Will help the NHS meet its targets, for example by improving cancer survival rates

Is value for money or cost effective

Points number two and three are contradictory. You improve cancer survival rates by giving patients expensive treatment. You can’t improve cancer survival rates and keep an eye on the bottom line at the same time.

NICE is talking out of both sides of its mouth, in an effort to confuse the British public.

One article says this.

The NHS rationing body, Nice, fears the Department of Health proposals could see younger people deemed a higher priority for drug treatments because they have more years ahead of them – potentially contributing more to the economy – than the elderly.

Another article says this.

Under the proposals by the Government’s drugs rationing body, the National Institute for Health and Care Excellence, a drug’s benefit to wider society will be taken into account as well as its advantages to the individual.

There are concerns the policy will discriminate against the elderly, in favour of the young who can contribute to the economy through childcare or going back to work.

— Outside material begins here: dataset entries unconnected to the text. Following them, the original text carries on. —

PR #569, opened 2019-02-28
Add ability to adjust suspension rest length of BulletWheel

TheEnbyperor:
Simply what the title says. The hardcoded default of 0.4 didn't work for my applications so I made this change.


rdb:
Thanks, though what's the reason for the change removing `core.hpp`?

panda/src/bullet/bulletVehicle.h
```diff
@@ -85,7 +85,7 @@ class EXPCL_PANDABULLET BulletVehicle : public TypedReferenceCount {
   void apply_engine_force(PN_stdfloat force, int idx);
 
   // Wheels
-  BulletWheel create_wheel();
+  BulletWheel create_wheel(PN_stdfloat suspension_rest_length);
```
rdb: I think this should have a default value of `0.4` so that it doesn't break existing code.

TheEnbyperor:
I have no idea why that file was deleted, I can only assume that was deleted by the compiler. I'll re-add that now.

panda/src/bullet/bulletVehicle.h
TheEnbyperor: I've added a default in [this commit](https://github.com/panda3d/panda3d/pull/569/commits/7412688aa916a9539418c941cf3d50b0ef94b036)

Issue #1666, opened 2024-06-19
TextNode 'set_small_caps' does not work on 1.11.0


Benjamin8693:
## Description
The 'set_small_caps' method of TextNode does not work. It does set the 'small_caps' field successfully (evident if you call 'get_small_caps'), but it does not have any visual impact on text once generated. This works as intended on 1.10.14.

Functional example:
![2024-06-18_21-27](https://github.com/panda3d/panda3d/assets/11221724/b8a81fda-1f32-4bcc-b217-cd8865b27701)

Non-functional example:
![2024-06-18_21-28](https://github.com/panda3d/panda3d/assets/11221724/5e766e82-8421-426c-804b-3630b4aeb023)

## Steps to Reproduce

1. Create this file:

```py
from direct.showbase.ShowBase import ShowBase
from panda3d.core import NodePath, TextNode

class Demo(ShowBase):

    def __init__(self):
        ShowBase.__init__(self)

        styling = TextNode('status')
        styling.set_align(TextNode.ACenter)
        styling.set_text_color(1, 1, 1, 1)
        styling.set_shadow(0.075, 0.075)
        styling.set_small_caps(True)
        styling.set_text("Testy McTest!")

        letter = NodePath(styling.generate())
        letter.reparent_to(aspect2d)
        letter.set_scale(0.25)

demo = Demo()
demo.run()
```
2. Run it
3. Note that the lowercase letters have not changed as expected ([see documentation](https://docs.panda3d.org/1.11/python/reference/panda3d.core.TextNode#panda3d.core.TextNode.set_small_caps))

## Environment
 * Operating system: Linux Mint 21.3
 * System architecture: x64
 * Panda3D version: 1.11.0 latest master
 * Installation method: pip
 * Python version (if using Python): 3.10.12
 * Compiler (if using C++): N/A

rdb:
Feel free to look into it, thank you!

PR #1670, opened 2024-07-02
text: add 'small_caps' functionality to harfbuzz

derpydraggo:
## Issue description

This commit attempts to resolve issue #1666 (which was introduced when building with harfbuzz after commit 0dad38d), by adding code in TextAssembler.shape_buffer(), to handle the case where:
1. harfbuzz is built with the engine
2. is wanted via the config variable `text-use-harfbuzz` being set to true, and
3. the TextProperties associated with the to-be-drawn text also has the small_caps field set.

## Solution description

If the above cases are all true, then the buffer is first remade with all harfbuzz 'codepoints' switched to the uppercase variant (if needed and possible), while keeping the harfbuzz 'cluster' value the same for tracking what characters need their scaling changed. 
Later when the glyphs are actually in the process of being generated, I check to see if those earlier 'cluster' values are lowercase values, and go ahead and use individual scale values for each character, using `get_small_caps_scale()` for these characters instead of the usual `get_glyph_scale()` in every other case.

## Checklist

### DIFF
--- a/panda/src/text/textAssembler.cxx
+++ b/panda/src/text/textAssembler.cxx
@@ -1781,6 +1781,76 @@ shape_buffer(hb_buffer_t *buf, PlacedGlyphs &placed_glyphs, PN_stdfloat &xpos,
              const TextProperties &properties) {
 
 #ifdef HAVE_HARFBUZZ
+  // before we do *anything*, check to see if small_caps == true, and change the characters before
+  // setting up everything else; check to see if small_caps == true, and change "glyph_index" if so
+  // (glyph_index *should* be the character, since we've not told harfbuff what to do with it yet)
+  // but first, we need some of these defined sooner rather than later:
+  DynamicTextFont *font = DCAST(DynamicTextFont, properties.get_font());
+
+  if (properties.has_small_caps()) {
+    // create a temporary buffer to iterate through
+    hb_buffer_t *tmp_harfbuff = nullptr;
+    tmp_harfbuff = hb_buffer_create();
+    // copy buf into our temp one, and reset it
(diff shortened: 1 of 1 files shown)


panda/src/text/textAssembler.cxx
```diff
@@ -1781,6 +1781,76 @@ shape_buffer(hb_buffer_t *buf, PlacedGlyphs &placed_glyphs, PN_stdfloat &xpos,
              const TextProperties &properties) {
 
 #ifdef HAVE_HARFBUZZ
+  // before we do *anything*, check to see if small_caps == true, and change the characters before
+  // setting up everything else; check to see if small_caps == true, and change "glyph_index" if so
+  // (glyph_index *should* be the character, since we've not told harfbuff what to do with it yet)
+  // but first, we need some of these defined sooner rather than later:
+  DynamicTextFont *font = DCAST(DynamicTextFont, properties.get_font());
+
+  if (properties.has_small_caps()) {
```
rdb, line 1790: This checks whether the property has been set, not whether it's actually set to true (use `get_small_caps`).

rdb (commented):
Thanks for working on this!

Should we not try and pass the `smcp` feature to `hb_shape` to use the native small caps support if provided by the font?

rdb:
No worries.  I'll finish the work and push it shortly.  Will be part of 1.10.15.  Thanks for looking into all this!

I looked into smcp and only some fonts supported it.  The first font I tried (Inter) actually only supported it for some glyphs, creating a strange result.  So, I think we're just going to do our own scaling, and maybe revisit smcp in the future.

PR #1677, opened 2024-08-09
pythonTask: fix refcount leak of non-panda Future::done

johnnyapol:
## Issue description
A missing Py_DECREF on the future's "done" method
caused both the bound method and the underlying
self instance of the future to be leaked when
awaiting non-panda futures (such as _asyncio.Future).

This change includes a simple new test addition
to catch this in the future.

## Solution description
Add the missing Py_DECREF call and a new unit-test to cover this area.

## Checklist


rdb (approved):
Thank you!

PR #1679, opened 2024-09-08
event: fix result refcount leak when awaiting AsyncFuture

johnnyapol:
## Issue description
Raising the StopIteration exception left the underlying result with an elevated refcount which prevented it from being cleaned up.

Running the new test (test_await_future_result_cleanup) on current master results in the result object of an AsyncFuture (or associated friends like AsyncGatheringFuture and PythonTask) being left with a permanently elevated refcount introduced when `await`ing the future.

## Solution description
Properly account for PyErr_SetObject raising the refcount of `result` from get_done_result and add a test to help cover this path for the future.

## Checklist


rdb (approved):
Thanks!

PR #1681, opened 2024-09-12
event: use the persistent python wrapper when appending task object

### LINKED ISSUE #1680: Debugging code inside a task often crashes the program
## Description
Using the extension Python Debugger in Visual Studio Code, debugging code running in a Python Task is likely to crash the program with the AssertionError `AssertionError: _function != nullptr at line 589 of panda/src/event/pythonTask.cxx`. While this is likely to happen, the crash does not consistently happen, suggesting the presence of some sort of race condition.

## Steps to Reproduce
Using Visual Studio Code and the Python Debugger extension (which can be installed/managed using the Ctrl+Shift+X hotkey), the following code can be run using the "Python Debugger: Python File" run and debug command:

```py
from direct.task.TaskManagerGlobal import taskMgr, Task

class GameBase(ShowBase):
    def run(self):
        taskMgr.doMethodLater(1.0, self.update, "update_task")
        super().run()

    def update(self, task):
        print("Hello World")
        return Task.again

game = GameBase()
game.run()
```

By placing a breakpoint on a line in update (ex: `print("Hello World")`) and pressing F5 to continue whenever the program pauses, the program will likely crash within 1-20 continues with either the AssertionError above, or just completely silently. This error is far more likely to happen with more complicated code than the provided snippet, making debugging an actual project impossible.

## Environment
 * Operating system: Windows 10 Professional
 * System architecture: x86 Intel 9th gen
 * Panda3D version: 1.11.0.dev3444
 * Installation method: pip
 * Python version (if using Python): Python 3.12
 * Compiler (if using C++): N/A

johnnyapol:
"event: use the persistent python wrapper when appending task object to args"

## Issue description

Seems to fix #1680 but also this is a nice optimization regardless since we no longer need to create a new python wrapper object every time we call into python.

Also fixes subclassing of PythonTask not passing in the subclass instance to the task function.

## Solution description
Don't create a new wrapper object if one exists when appending the task object to the function arguments, instead pass in a new reference to the existing `__self__` object

## Checklist

### DIFF
--- a/panda/src/event/pythonTask.cxx
+++ b/panda/src/event/pythonTask.cxx
@@ -1018,7 +1018,7 @@ call_function(PyObject *function) {
       __self__ = DTool_CreatePyInstance(this, Dtool_PythonTask, true, false);
     }
 
-    PyObject *result = PyObject_CallOneArg(function, Py_NewRef(__self__));
+    PyObject *result = PyObject_CallOneArg(function, __self__);
     Py_XDECREF(result);
   }
 }
--- a/panda/src/event/pythonTask.cxx
+++ b/panda/src/event/pythonTask.cxx
@@ -175,8 +175,16 @@ get_args() {
     }
 
     this->ref();
-    PyObject *self = DTool_CreatePyInstance(this, Dtool_PythonTask, true, false);
-    PyTuple_SET_ITEM(with_task, num_args, self);
+
+    // Check whether we have a Python wrapper.  This is not the case if the
+    // object has been created by C++ and never been exposed to Python code.
+    if (__self__ == nullptr)
+    {
+      // A __self__ instance does not exist, let's create one now.
+      __self__ = DTool_CreatePyInstance(this, Dtool_PythonTask, true, false);
+    }
+
+    PyTuple_SET_ITEM(with_task, num_args, Py_XNewRef(__self__));
     return with_task;
   }
   else {
--- a/panda/src/event/pythonTask.cxx
+++ b/panda/src/event/pythonTask.cxx
@@ -178,13 +178,12 @@ get_args() {
 
     // Check whether we have a Python wrapper.  This is not the case if the
     // object has been created by C++ and never been exposed to Python code.
-    if (__self__ == nullptr)
-    {
+    if (__self__ == nullptr) {
       // A __self__ instance does not exist, let's create one now.
       __self__ = DTool_CreatePyInstance(this, Dtool_PythonTask, true, false);
     }
 
-    PyTuple_SET_ITEM(with_task, num_args, Py_XNewRef(__self__));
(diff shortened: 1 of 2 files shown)


johnnyapol:
Worth noting: without this change, this means subclasses of PythonTask were not being passed into the function but rather a new PythonTask instance, so this change also fixes that.

johnnyapol:
Pushed up some new changes:
1. In the event a PythonTask was created directly from C++ (e.g. future done callbacks), we now create the `__self__` wrapper object.
2. Added a unit-test to verify subclassing, reusing `__self__` work as expected.

panda/src/event/pythonTask.cxx
```diff
@@ -175,8 +175,16 @@ get_args() {
     }
 
     this->ref();
-    PyObject *self = DTool_CreatePyInstance(this, Dtool_PythonTask, true, false);
-    PyTuple_SET_ITEM(with_task, num_args, self);
+
+    // Check whether we have a Python wrapper.  This is not the case if the
+    // object has been created by C++ and never been exposed to Python code.
+    if (__self__ == nullptr)
+    {
```
rdb, line 182: Nit: `{` should be on same line

panda/src/event/pythonTask.cxx
```diff
@@ -175,8 +175,16 @@ get_args() {
...
+      // A __self__ instance does not exist, let's create one now.
+      __self__ = DTool_CreatePyInstance(this, Dtool_PythonTask, true, false);
+    }
+
+    PyTuple_SET_ITEM(with_task, num_args, Py_XNewRef(__self__));
```
rdb, line 187: This increments the refcount a second time if `__self__` was created. Or was that intended?

You can also use Py_NewRef, since it will never be nullptr

rdb (changes requested):
Thank you!

panda/src/event/pythonTask.cxx
johnnyapol: Good question, I think we do need `__self__` to keep its initial reference and not have it stolen by the PyTuple_SET_ITEM call. The task could run multiple times via task.again and having the underlying `__self__` object being destructed before the task finishes could cause a premature clearing of everything cleared via tp_clear / `__clear__`.

No contesting on using Py_NewRef though, I'll fix that and the above style suggestion very soon.

johnnyapol: I've made some additional fixes -- I found that this was going to break the reference counting on the C++ side since my change was calling ref() even with we weren't making an additional DTool object instantiation. That has been fixed so we will only call `ref()` prior to creating  `__self__`. 

I also found that owner methods (e.g. _addTask/_clearTask) and the upon_death callbacks were not using the persistent python wrappers. That has been fixed and I've amended my test to check for correctness with both of those. I think this is good to go now unless there's any other issues

rdb (approved):
Thanks!

PR #1684, opened 2024-09-20
when pipelining off `from._cycler` may not exist

pmp-p:
found when building with em++/3.13t


rdb:
That should be `from._pointer` of course, I'll check that in shortly.

PR #1693, opened 2024-10-16
add rgba support using xrender draft

Yonnji:
Adds support for transparent windows on X11 when using compositing like this:
https://www.youtube.com/watch?v=3zWK6owqPe0
It works for makepanda and cmake builds.
It's a draft because I don't know how to make the Xrender dependency optional yet.


rdb:
Great!  I also have some code to add transparent windows on macOS lying around somewhere, would be a cool feature to have.  We might have to think about how alpha blending works, when I tested it on macOS there was some funny stuff going on with the window background color.

One way to deal with not creating a dependency is by loading Xrender the same way we load Xrandr dynamically, with dlopen--see x11GraphicsPipe.cxx for that.  Then we just need the headers to be present during build, which is okay.

PR #1699, opened 2024-10-30
draft: add steam audio support

lifelandman:
## Checklist


lifelandman:
Hmm... Steam Audio allows for effect settings to be set per-source through a different interface than the global effect options. That said, the options provided are 1-1 with the global effect options, so I'm wondering if I should write a "match_source_parameters_to_effect" function, which would take a SteamAudioProcessor (which handles all of its sources privately), the name of the source, and an effect to copy the parameters from. It's not exactly intuitive, but it means that any extra copies of SteamAudioEffect classes needed for per-source configuration could be destroyed.

Issue #1689, opened 2024-10-12
Prevent window size from being set to zero


rdb:
Reported on behalf of a forum user:
https://discourse.panda3d.org/t/window-size-singularity-in-windows-7/30351

## Description
Prevent the window from being resized to a height or width of 0.

## Use Case
This prevents the occurrence division-by-zero errors, creation of invalid textures, etc.

kekwlboy12469:
Hey can i contribute to this issue  ?

burningbuffer:
I would like to contribute.

This issue also occurs on Windows 10. I solved something very similar in one of my applications. Could you assign it to me?

rdb:
Feel free to contribute, of course. See the [Contributing Guidelines](https://github.com/panda3d/panda3d/blob/master/CONTRIBUTING.md). Maybe suggest your implementation strategy here first or discuss it in the [Discord server](https://discord.gg/UyepRMm) in #engine-dev, before working on a pull request. That is especially helpful to coordinate if you both want to work on it so you don't do duplicate work. :-)

rdb:
I tested that macOS indeed already prevents a window from being zero-sized. The only remaining case is Linux; we need to test the current behaviour for an X11 window and possibly adjust the size hints we already give the WM to set a particular min size.

burningbuffer:
> I tested that macOS indeed already prevents a window from being zero-sized. The only remaining case is Linux; we need to test the current behaviour for an X11 window and possibly adjust the size hints we already give the WM to set a particular min size.

I tested with a default x11 application and a panda3d sample in linux. Looks like the default is already width  = 1 x height = 1.
![Image](https://github.com/user-attachments/assets/4da676d4-b6a6-4744-9ba0-54e491f247d2)

PR #1704, opened 2024-12-16
FIXED ISSUE ON MINIMUM WIDTH

kekwlboy12469:
## Issue description

Prevent window size from being set to zero #1689

## Solution description

Added a function to make sure the window size is never too small, specifically not smaller than 1x1 pixels. Created a new method to set the window size, ensuring that the width and height always meet the minimum size requirement. Additionally, updated the setters for width and height to ensure they are never set to zero or negative values. This prevents errors and ensures valid window sizes.

## Checklist

### DIFF
--- a/panda/src/display/displaySearchParameters.cxx
+++ b/panda/src/display/displaySearchParameters.cxx
@@ -26,12 +26,18 @@ DisplaySearchParameters::
  */
 DisplaySearchParameters::
 DisplaySearchParameters() {
-  _minimum_width = 640;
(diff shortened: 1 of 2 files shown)


rdb (changes requested):
DisplaySearchParameters is an obscure class used in the DirectX code, this isn't really related to window sizes, so this does not address the problem at all.

Furthermore there are issues with the code that make it unable to compile (typo's, missing method from header).

kekwlboy12469:
okay will work on that

PR #1709, opened 2024-12-21
wasi sdk 25 cpp build test

pmp-p:
first attempt to build with https://github.com/WebAssembly/wasi-sdk/releases/tag/wasi-sdk-25


rdb:
What's the status of this PR?

I think it would be better to use PHAVE_TEMPNAM etc. kind of macros to eliminate the use of these functions rather than stubbing them out.

PR #1720, opened 2025-02-01
showbase: Annotate callback methods

WMOkiishi:
## Change description
These changes annotate the callback methods (and methods called by those methods) on `ShowBase` that are used by code that is already type-hinted. Of note is the fact that many of these take a second argument that is unused. I have elected to annotate these arguments with `object` to signify that any object can be passed here, but something like `AsyncTask` or `AsyncTask | None` is also an option.

## Checklist


rdb (approved):
Thanks. Doesn't really matter since they are just internal callbacks that are not part of the public interface, though they really are tasks so AsyncTask would also be acceptable.

PR #1723, opened 2025-02-16
showbase: Annotate basic `Loader` methods

WMOkiishi:
## Change description
These changes annotate methods of `Loader` that are used in the test suite or other type-annotated code. There is a way to use overloads to describe the relationship between parameter and return types for `loadModel`, but it's [quite verbose](https://github.com/WMOkiishi/types-panda3d/blob/cfad0b9aa00607c16cad95e0afd9a2fd5d454f73/src/direct-stubs/showbase/Loader.pyi#L69-L207), so I've just annotated the return type as `Any`.

There is also a slight change to the tests so that `Loader.destroy()` is also tested.

## Checklist

### DIFF
--- a/direct/src/showbase/Loader.py
+++ b/direct/src/showbase/Loader.py
@@ -2,9 +2,13 @@
 sound, music, shaders and fonts from disk.
 """
 
+from __future__ import annotations
+
 __all__ = ['Loader']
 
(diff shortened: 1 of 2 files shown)


rdb:
Thanks!

Issue #1691, opened 2024-10-14
Dropping Windows 7 and/or Python 3.8?


rdb:
Python 3.8 just went EOL.  That was the last Python version to support Windows 7. Just following upstream, like we do normally, therefore would mean we are dropping Windows 7.

I'm opening this thread to enquire whether there are still users who need to target Windows 7, or whether we can safely drop it.

Continuing to support Windows 7 would require us to either:
1. Continuing to support Python 3.8, even though it is EOL.
2. Using a build of [Python that is patched to maintain Windows 7 support](https://github.com/adang1345/PythonWin7). This would allow users to target Windows 7 even with the latest versions of Python.

At the moment, we do not have a pressing need to drop support for either Windows 7 or Python 3.8, although the Python 3.8 builds take up space and build time, of course, so I'm not really happy about having those wheels around indefinitely.

If you need support for Windows 7 or Python 3.8 to be maintained, please state your case.

Maxwell175:
I think that once the time does come to drop 3.8, it would be reasonable to go for option 3, which is let the end user figure it out. If you could just not remove the workarounds you currently have for Windows 7 APIs, it would be the responsibility of people still interested to potentially contribute any workarounds in the future and it would be on them to compile/patch newer versions of Python.

ArsThaumaturgis:
Looking at the [Steam Hardware Survey](https://store.steampowered.com/hwsurvey) for this year, I see that Windows 7 users (as surveyed) account for 0.31% of the total number, and that this number has declined from last year.

I'm thus comfortable with support for Windows 7 and Python 3.8 to be dropped.

(I don't require or request it, to be clear--I'm just not opposed to it.)

DylanCheetah:
Would it be possible to keep things so the engine could still be able to be built on older platforms but just reduce the number of pre-built wheels available?

For reference, I still have a Windows Vista laptop that I use as a spare and the newest version of Python that works on it is Python 3.6. It would be nice if it would at minimum remain possible to build newer versions of Panda3D myself.

It seems like a reasonable compromise.

DylanCheetah:
> Would it be possible to keep things so the engine could still be able to be built on older platforms but just reduce the number of pre-built wheels available?
> 
> For reference, I still have a Windows Vista laptop that I use as a spare and the newest version of Python that works on it is Python 3.6. It would be nice if it would at minimum remain possible to build newer versions of Panda3D myself.
> 
> It seems like a reasonable compromise.

[...]

PR #1726, opened 2025-02-20
showbase: Annotate basic `Messenger` methods

WMOkiishi:
## Change description
These changes annotate `Messenger` and `DirectObject` methods that are called from tests or other type-annotated code. I created type aliases in the `Messenger` file, which I named based on how they're referred to elsewhere in the code, because the types are otherwise very obtuse.

## Checklist


rdb:
We haven't decided to drop Python 3.8 support yet, that discussion is still open at #1691.

PR #4092, opened 2023-03-10
Add focus tag to editor.focus

strdr4605:
Issue:

`editor.focus()` triggers onChange event.

Example: https://codesandbox.io/s/lexical-focus-onchange-vot70x?file=/src/Editor.js

following 
- #4091

we could handle focus update in onChange

```js
function onChange(editorState: EditorState, editor: LexicalEditor, tags: Set<string>) {
  if (tags.has('focus')) {
    return;
  }

  // do the DB update.
}

...


<OnChangePlugin onChange={onChange} />
```

### DIFF
--- a/packages/lexical/src/LexicalEditor.ts
+++ b/packages/lexical/src/LexicalEditor.ts
@@ -1087,6 +1087,7 @@ export class LexicalEditor {
               callbackFn();
             }
           },
+          tag: 'focus',
         },
       );
       // In the case where onUpdate doesn't fire (due to the focus update not


zurfyx:
Thanks, no objections towards this PR, but what exactly are you trying to do? The OnChange handler works very well a listener but if you're doing anything else than listening then a command handler or transform works best

strdr4605:
We need to save the editor state when there is a change in the editor.  We do this with:

```js
function onChange(editorState: EditorState, editor: LexicalEditor, tags: Set<string>) {
  // do the DB update
}
```

but the `editor.focus()` also triggers onChange, and there is no way to know in the `OnChangePlugin` if the change was triggered by `editor.focus()`. by adding a tag to `.focus()` we can handle it with tags passed to onChange.

Hope you understand what we are doing 😅

zurfyx:
Gotcha, makes sense! What about `ignoreSelectionChange`, I presume you also want to ignore RangeSelection and the like?

strdr4605:
> Gotcha, makes sense! What about `ignoreSelectionChange`, I presume you also want to ignore RangeSelection and the like?

Sure, have `<OnChangePlugin ignoreSelectionChange onChange={onChange} />` 😊. But this PR addresses focus updates.

I am unsure that the proposed changes are the best solution, but I think we need to fix this.

Maybe allow passing custom tag using `EditorFocusOptions`?🤔

zurfyx (approved):

zurfyx:
> > Gotcha, makes sense! What about `ignoreSelectionChange`, I presume you also want to ignore RangeSelection and the like?
> 
> Sure, have `<OnChangePlugin ignoreSelectionChange onChange={onChange} />` 😊. But this PR addresses focus updates.
> 
> I am unsure that the proposed changes are the best solution, but I think we need to fix this.
> 
> Maybe allow passing custom tag using `EditorFocusOptions`?🤔

Happy to merge this in, regardless of this change I just wanted to make sure that you were approaching this problem (on your app) in the best way possible.

Internally at Meta, when we don't always use real-time collaboration for autosaving purposes, we often use `ignoreSelectionChange` to drop any updates that we don't want to take into consideration when saving data. This includes selection and focus, neither of which are important. I didn't fully grasp if your use case was exactly the same but I wanted to make sure you understand all the possibilites and that you can determine the most optimal path forward!

PR #4097, opened 2023-03-10
Use broader return types in `HorizontalRuleNode`

montlebalm:
Use broader return types inside `HorizontalRuleNode` to make extending the node easier. Currently, subclasses cannot override these methods with anything other than what's specified by `HorizontalRuleNode`.


zurfyx (commented):
Thanks! Q: Why would a horizontal rule not be inline? Same for the `updateDOM` behavior. It feels to me like if you want to create a HorizontalRule that diverges too much from what we have on the playground you may want to create your own Node.

zurfyx:
> but could an extending class want to return true in order to update a DOM attribute

You're right! Let's just revert `isInline` then

zurfyx (approved):

zurfyx:
Thank you!

PR #4107, opened 2023-03-12
Improve Documentation #2845 - lexical/list

HarrySIV:
This PR adds documentation to the lexical/list module @ files: formatList.ts, LexicalListItemNode.ts, LexicalListNode.ts, and utils.ts.


HarrySIV:
Thank you! I will say, I was a bit worried about over explaining the logic, there are a lot of nested if checks and I didn't know if it was more helpful to be specific or general in some cases.

PR #4108, opened 2023-03-13
Make typing stricter and increase readability

SikandAlex:
As I examined this file in order to implement multiple `EntityMatch` objects for my own use case I discovered I wasn't getting very helpful type inference and I also didn't know immediately what  `(prevMatch === null || getMode(prevSibling) !== 0)` wad doing. 

I feel like this will make the file more readable for developers. Let me know if I should be directly importing the constant from somewhere instead of doing `!== 'normal'`. Also I'm not super familiar with the repo so not sure if this will break / fail some tests.

### DIFF
--- a/packages/lexical-text/src/index.ts
+++ b/packages/lexical-text/src/index.ts
@@ -16,7 +16,10 @@ import {
   $isParagraphNode,
   $isTextNode,
   TextNode,
+  TextModeType
 } from 'lexical';
+
+import {TEXT_TYPE_TO_MODE} from 'lexical/LexicalConstants'
 
 export type TextNodeWithOffset = {
   node: TextNode;
@@ -163,8 +166,8 @@ export function registerLexicalTextEntity<T extends TextNode>(
     node.replace(textNode);
   };
 
-  const getMode = (node: TextNode): number => {
-    return node.getLatest().__mode;
+  const getMode = (node: TextNode): TextModeType => {
+    return TEXT_TYPE_TO_MODE[node.getLatest().__mode];
   };
 
   const textNodeTransform = (node: TextNode) => {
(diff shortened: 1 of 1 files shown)


SikandAlex:
Alternately, we could just import `IS_NORMAL` from the constants file and just compare the number to that?

packages/lexical-text/src/index.ts
```diff
@@ -183,7 +186,7 @@ export function registerLexicalTextEntity<T extends TextNode>(
       const prevMatch = getMatch(combinedText);
 
       if (isTargetNode(prevSibling)) {
-        if (prevMatch === null || getMode(prevSibling) !== 0) {
+        if (prevMatch === null || getMode(prevSibling) !== 'normal') {
```
SikandAlex, line 189: The other option would be to import `IS_NORMAL` from the same constants file I added and compare against that, leaving the return type of `getMode` as a number.

packages/lexical-text/src/index.ts
```diff
@@ -163,8 +166,8 @@ export function registerLexicalTextEntity<T extends TextNode>(
     node.replace(textNode);
   };
 
-  const getMode = (node: TextNode): number => {
-    return node.getLatest().__mode;
+  const getMode = (node: TextNode): TextModeType => {
```
SikandAlex, line 169: This could be a one liner but I left it in the previous style. 

Personally I would do `const getMode = (node: TextNode): number => node.getLatest().__mode` for the least verbosity but not sure what Meta standard practice is.

packages/lexical-text/src/index.ts
zurfyx: Good point, comparing to a string is usually frown upon as they're no minifiable

zurfyx (commented):
Thank you, this PR is technically correct. For reference, I think the idea is that detail would be able to host more than one type, leveraging the same number to store multiple properties (in a cheaper way). It definitely doesn't seem like it's going to be the case anymore.

However, modifying this now is tricky. Modifying the property means that Collab will not work and we'll need a separate JSON serialization strategy (not ideal). Modifying the function signature is arguably fine, but we'd have to postpone it until 0.10 as it's a breakign change.

cc @acywatson @fantactuka @tylerjbainbridge

SikandAlex:
Sorry, I'm really busy with an upcoming deadline for work. I will return to this and shape the MR up in the next few days.

PR #4115, opened 2023-03-13
Fix ShadowRoot + X insertNode

### LINKED ISSUE #4114: Pasting a table on an empty paragraph crashes
https://user-images.githubusercontent.com/193447/224830607-adde6f98-eb36-4ec8-8f06-a8cec689f8f6.mov

zurfyx:
Turns out the append to ShadowRoot/RootNode condition was not correct. The reason why it's a rare crash is because usually we either don't insert multiple nodes at once or they fall under the replace/merge category (condition 1). This is not the case when you append a `ShadowRoot` followed by another (ElementNode).

Tables are ShadowRoot, and when pasting a table followed by a paragraph it falls under that condition.

Fixes #4114


tylerjbainbridge (approved):
Good catch!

However Nice has insisted it will not only consider age.

So, NICE both opposes and supports the new British health-care proposals. This is what bureaucrats do. They blather, contradict themselves, and lie, but they’re detached. No amount of appealing to a bureaucrat’s humanity will move him, because he has no humanity. The VA hospital scandals show that.

“What I don’t understand is, as a veteran, as a doctor, as a practitioner, how you can look at yourself in the mirror and shave in the morning,” Rep. Phil Roe (R., Tenn.) told Thomas Lynch, assistant deputy under secretary for health for clinical operations at the VA, who carried out the department’s initial review of the problems in Phoenix.

Mr. Lynch described the review’s conclusions as “unacceptable” and conceded that the VA should have taken a more critical look at the problems. “I think people lost sight of the real goal of the VA—which is treating veterans,” he said.

Here’s Thomas Lynch.

Vets Report

Why waste your time trying to reach that thing? Representative Phil Roe apparently thinks that those who commit deliberate fraud can be shamed.

Newly obtained internal Department of Veterans Affairs emails show that Central Texas VA doctors were directed to alter their scheduling requests for critical medical screenings in an attempt to make wait times appear shorter than they really were.

Printouts of the emails were mailed to the American-Statesman this week by an anonymous VA employee and echoed allegations made earlier this month by former VA physician Dr. Joseph Spann, who said orders to enter false request dates came from the radiology department at Temple’s Olin Teague Veterans Medical Center. Spann verified the authenticity of the emails. VA officials didn’t respond to a request for comment.

The VA hospitals falsified records to make their crappy service seem better. They also put veterans on secret wait lists that delayed their treatment. This was done in the hopes that the veterans would die and not cost the system money.

When you confront the people doing this, do you expect them to admit it? They obviously won’t. Because they think you’re an idiot, they’ll put on an act.

Outrage

The point is that they’re doing it all on purpose, and with full knowledge of the end results, which is the deaths of people these bureaucrats have deemed not worth saving. They are indifferent to the suffering of the veterans and their family members.

Are you aware of how we know the number of people murdered by the world’s despotic regimes? Because bureaucrats kept records. They noted the names and dates of the murders. You don’t ask a bureaucrat how he can look in a mirror. What these people do is compartmentalize. Putting veterans or the elderly on secret wait lists so they’ll die is what the bureaucrat does at work, and then he or she goes home and has dinner, plays with the kids, and watches TV.

Bureaucrats are administering the Affordable Care Act. Look how they treat our veterans. They actually and genuinely put them on secret death lists.

Do you honestly believe that the bureaucrats running the Affordable Care Act will be any different?

I wish these men of the 30th Engineer Regiment (Gas and Flame) were alive to have a word with the bureaucrats of the Veterans Affairs Department.